The following mental exercise may illustrate the meaning of topographic prominence. Imagine you are standing at the top of a mountain peak. Let an imaginary sea level slowly rise to the top of your peak. As the imaginary sea level rises, the mountain will shrink into an ever smaller island until the island disappears at your feet. Now let the imaginary sea level slowly drop. The island will reappear with your peak as its highest point. As the sea level continues to drop, the island will grow and merge with adjacent islands. At some point, unless you are atop Mount Everest, your island will touch another island with a higher summit.[5] This point is called your peak’s key col, and the elevation rise from its key col to your summit is called its topographic prominence.

See also


  1. ^ "Mount Everest-South Summit, China/Nepal". 
  2. ^ The more common convention among the sources for prominence calculations is to ignore man-made alterations in the landscape, particularly for saddle heights. This convention is not universally agreed upon, and presents particular difficulties in the case of mountaintop removal. However for high-prominence peaks (and for low-prominence subpeaks with intact summits), the difference in prominence values for the two conventions is typically relatively small.
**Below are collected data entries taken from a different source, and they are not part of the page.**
PR #64, opened 2026-04-18
Show member aliases/pubkey prefixes instead of "N members" in chat list

### LINKED ISSUE #62: Chats list shows uninformative "N members" subtitle instead of member aliases / pubkey prefixes
## Summary

On the Chats (Groups) list screen, each group row's subtitle currently renders the literal string `"<N> members"` (e.g. `"2 members"`). This is uninformative — two different 2-person groups are visually indistinguishable until the user opens each one, and there is no at-a-glance signal of *who* is in the group.

The app already has everything needed to do better: a per-pubkey alias store (`ContactAliasStore`) and a well-established alias-or-hex-prefix display pattern used on the **Group Info** screen. The Chats list should reuse the same pattern so the subtitle shows **comma-separated member aliases, falling back to short BLS pubkey prefixes** for members without an alias.

**Severity:** Low (cosmetic / UX)
**Platforms affected:** iOS and Android (identical strings, identical fix shape)

---

## Current behavior

iOS — `clients/ios/StellarChat/StellarChat/Views/GroupListView.swift:223`:
```swift
Text("\(group.members.count) members")
```

Android — `clients/android/StellarChat/app/src/main/java/chat/onym/android/ui/screens/GroupListScreen.kt:289`:
```kotlin
Text("${group.members.size} members", ...)
```

Both render the row subtitle as a bare count such as `"2 members"` regardless of who those members are.

## Expected behavior

The subtitle should describe the members, using the same rule already used in Group Info:

1. For each member, resolve `publicKeyCompressed` → hex → `ContactAliasStore.displayName(for:)`.
2. If an alias is set, use the alias.
3. Otherwise, use the first 8 hex characters of the BLS pubkey (shorter than Group Info's 16 chars since the list subtitle has much less space).
4. Join with `, ` and truncate with an ellipsis when the line overflows (rely on SwiftUI `lineLimit(1)` / Compose `maxLines = 1, overflow = Ellipsis`).
5. If a group somehow has zero members, render nothing (let the last-message text take the space) rather than an empty prefix.

Examples (assuming user has aliased one pubkey as "Alice"):
- 2-member group, one aliased: `Alice, a1b2c3d4`
- 3-member group, none aliased: `a1b2c3d4, 5e6f7a8b, 9c0d1e2f`
- Long group name + many members: subtitle truncates to `Alice, a1b2c3d4, 5e6f7a8b, 9c0d…`

The existing last-message preview (`· <text>`) and unread badge should continue to render to the right of the subtitle exactly as today — only the leading "N members" string changes.

## Affected code

**iOS**
- `clients/ios/StellarChat/StellarChat/Views/GroupListView.swift:203-246` — `GroupRow` view; line 223 is the string to replace. `GroupRow` must gain access to `ContactAliasStore` (inject via `@Environment`/parent, matching how `GroupInfoView` reads `appState.contactAliasStore`).
- `clients/ios/StellarChat/StellarChat/Models/ContactAliasStore.swift:17-19` — `displayName(for:)` API to reuse.
- Reference pattern to mirror: `clients/ios/StellarChat/StellarChat/Views/GroupInfoView.swift:140-152`.

**Android**
- `clients/android/StellarChat/app/src/main/java/chat/onym/android/ui/screens/GroupListScreen.kt:287-292` — string to replace. `contactAliasStore` is already available in this file's scope (same as it is passed through to `GroupInfoScreen`).
- Reference pattern to mirror: `clients/android/StellarChat/app/src/main/java/chat/onym/android/ui/screens/GroupInfoScreen.kt:194-220`.

**Unchanged**
- `ChatGroup` model on both platforms — `members: [SEPGroupMemberLeaf]` already exposes `publicKeyCompressed`; no model or persistence changes required.

## Scope of fix

1. Extract a small helper (e.g. `memberSubtitle(for group: ChatGroup, aliases: ContactAliasStore) -> String` on iOS and an equivalent top-level `fun memberSubtitle(...)` on Android) so both the Chats list and any future caller use identical formatting.
2. Replace the `"N members"` `Text` on each platform with the helper's output.
3. Ensure single-line truncation with ellipsis is preserved on both platforms.
4. Keep behavior consistent when `ContactAliasStore` isn't yet loaded (safe fallback to pubkey prefixes only — no crash, no flicker placeholder).
5. No changes to strings that are displayed on the Group Info screen — only the list row subtitle is affected.

## Non-goals

- Member avatars/colors/initials — a follow-up UX question, not in this issue.
- Changing the alias-edit flow — still happens from Group Info.
- Localization/pluralization of "members" — the new format drops the word "members" entirely, so the existing hardcoded English string goes away; no new strings are added.

## QA notes

**Pre-conditions**
- Fresh iOS build and fresh Android build from this branch.
- Test identity with at least: one 2-member group, one 3-member group, and one solo group (self-only, if possible via dev tooling). Create or reuse groups as needed.
- No contact aliases set initially.

**Reproduce the current behavior (sanity check)**
1. Launch app. Open Chats list.
2. Confirm each row subtitle reads `"<N> members"` (e.g. `"2 members"`, `"3 members"`). This is the bug.

**Verify the fix — pubkey-prefix-only path**
1. With no aliases set, open Chats list.
2. For each group row, confirm the subtitle shows comma-separated 8-char hex prefixes of each member's BLS pubkey.
3. Confirm the prefixes exactly match the first 8 hex chars shown on the Group Info screen for the same members.
4. Confirm the last-message preview (`· <text>`) still appears after the subtitle and is unchanged.
5. Confirm the unread-count red badge still appears at the right edge and is unchanged.

**Verify the fix — alias path**
1. Open Group Info on one group, long-press (iOS) / tap (Android) a member, set alias "Alice". Save.
2. Return to Chats list.
3. Confirm that group's subtitle now includes `Alice` in place of Alice's hex prefix, with the remaining members still shown as hex prefixes.
4. Remove the alias from Group Info; return to Chats list; confirm the hex prefix reappears.
5. Set aliases for all members of a group; confirm subtitle is fully alias-only.

**Verify truncation**
1. Join or create a group with the tier's max members (or the largest you can produce).
2. Confirm the subtitle truncates with an ellipsis on a single line — it must not wrap to a second line, push down the last-message preview, or hide the unread badge.
3. Rotate device / change to the largest Dynamic Type / largest Android font scale; confirm truncation still holds and the row does not grow vertically beyond one extra line relative to today.

**Regression checks**
- [ ] Opening a group from the Chats list still navigates to the correct chat.
- [ ] Swipe-to-delete / long-press-to-delete (whichever each platform uses) still works on every row.
- [ ] Forked-group badge (iOS `arrow.triangle.branch`, Android `⑂`) still renders.
- [ ] On-chain status indicator (`✓` / `○` on Android; equivalent on iOS) still renders.
- [ ] Last-message relative timestamp still renders to the right of the group name.
- [ ] No new crashes on cold launch when `ContactAliasStore` hasn't finished loading yet (fresh install path).
- [ ] Empty state (no groups) is unchanged.

**Cross-platform consistency**
- [ ] For the same group, the iOS and Android Chats-list subtitle render the same set of members in the same canonical order (members are already sorted by `publicKeyCompressed` lexicographically in `ChatGroup`; the subtitle must preserve that order on both platforms).

**Accessibility**
- [ ] VoiceOver (iOS) and TalkBack (Android) read the new subtitle as a single coherent string, not one hex chunk at a time.
- [ ] Subtitle text uses the same caption/bodySmall style and secondary color as today; no contrast regression.

ux-onym:
Replace the uninformative "N members" subtitle on the Chats list screen
with comma-separated member display names. For each member, show their
contact alias if set, otherwise the first 8 hex characters of their BLS
pubkey. This matches the alias-or-prefix pattern already used on the
Group Info screen.

Fixes #62

### DIFF
--- a/clients/android/StellarChat/app/src/main/java/chat/onym/android/MainActivity.kt
+++ b/clients/android/StellarChat/app/src/main/java/chat/onym/android/MainActivity.kt
@@ -217,6 +217,7 @@ fun StellarChatNavHost(
                     chatMessages = groupListViewModel.chatMessages,
                     unreadCounts = groupListViewModel.unreadCounts,
                     isRelayConnected = groupListViewModel.isRelayConnected,
+                    contactAliasStore = groupListViewModel.contactAliasStore,
                     onGroupClick = { group ->
                         navController.navigate("chat/${group.id}")
                     },
--- a/clients/android/StellarChat/app/src/main/java/chat/onym/android/ui/screens/GroupListScreen.kt
+++ b/clients/android/StellarChat/app/src/main/java/chat/onym/android/ui/screens/GroupListScreen.kt
@@ -60,6 +60,8 @@ import androidx.compose.ui.text.style.TextOverflow
 import androidx.compose.ui.unit.dp
 import chat.onym.android.model.ChatGroup
 import chat.onym.android.model.ChatMessage
+import chat.onym.android.model.toHex
+import chat.onym.android.persistence.ContactAliasStore
 import kotlinx.coroutines.delay
 import kotlinx.coroutines.launch
 import java.util.Calendar
@@ -73,6 +75,7 @@ fun GroupListScreen(
     chatMessages: Map<String, List<ChatMessage>> = emptyMap(),
     unreadCounts: Map<String, Int> = emptyMap(),
     isRelayConnected: Boolean = true,
+    contactAliasStore: ContactAliasStore? = null,
     onGroupClick: (ChatGroup) -> Unit,
     onInviteMember: (ChatGroup) -> Unit = {},
     onCreateGroup: () -> Unit,
@@ -285,11 +288,16 @@ fun GroupListScreen(
                                         }
                                         Spacer(modifier = Modifier.height(2.dp))
                                         Row(verticalAlignment = Alignment.CenterVertically) {
-                                            Text(
-                                                "${group.members.size} members",
-                                                style = MaterialTheme.typography.bodySmall,
-                                                color = MaterialTheme.colorScheme.onSurfaceVariant
-                                            )
+                                            val subtitle = memberSubtitle(group, contactAliasStore)
+                                            if (subtitle.isNotEmpty()) {
+                                                Text(
+                                                    subtitle,
+                                                    style = MaterialTheme.typography.bodySmall,
+                                                    color = MaterialTheme.colorScheme.onSurfaceVariant,
+                                                    maxLines = 1,
+                                                    overflow = TextOverflow.Ellipsis
+                                                )
+                                            }
                                             if (lastMessage != null) {
                                                 Text(
                                                     text = " · ${lastMessage.text}",
@@ -516,6 +524,14 @@ private fun DiffRow(icon: String, iconColor: Color, text: String, detail: String
             Text(text, style = MaterialTheme.typography.bodyMedium, fontWeight = FontWeight.Medium)
             Text(detail, style = MaterialTheme.typography.labelSmall, color = MaterialTheme.colorScheme.onSurfaceVariant)
         }
+    }
+}
+
+private fun memberSubtitle(group: ChatGroup, aliases: ContactAliasStore?): String {
+    if (group.members.isEmpty()) return ""
+    return group.members.joinToString(", ") { member ->
+        val hex = member.publicKeyCompressed.toHex()
+        aliases?.displayName(hex) ?: hex.take(8)
     }
 }
 
--- a/clients/ios/StellarChat/StellarChat/Views/GroupListView.swift
+++ b/clients/ios/StellarChat/StellarChat/Views/GroupListView.swift
@@ -76,7 +76,8 @@ struct GroupListView: View {
                             group: group,
                             lastMessage: appState.chatMessages[group.id]?.last,
                             unreadCount: appState.unreadCounts[group.id] ?? 0,
-                            isContractConfigured: appState.isContractConfigured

  3. ^ This assumes that the map itself is accurate; inaccuracies in mapping lead to further uncertainties and a larger error bound.
  4. ^ a b Adam Helman, The Finest Peaks–Prominence and Other Mountain Measures, 2005.
  5. ^ If your peak is the summit of an ocean island or landmass, you may either use sea level as your key col for a wet prominence, or continue to drop your imaginary sea level to an undersea key col for a dry prominence. If your peak is the highest point on the surface of the planet (Mount Everest), you may either use sea level as your key col for a wet prominence, or continue to drop your imaginary sea level to the lowest point on the sea floor (Challenger Deep) for a dry prominence.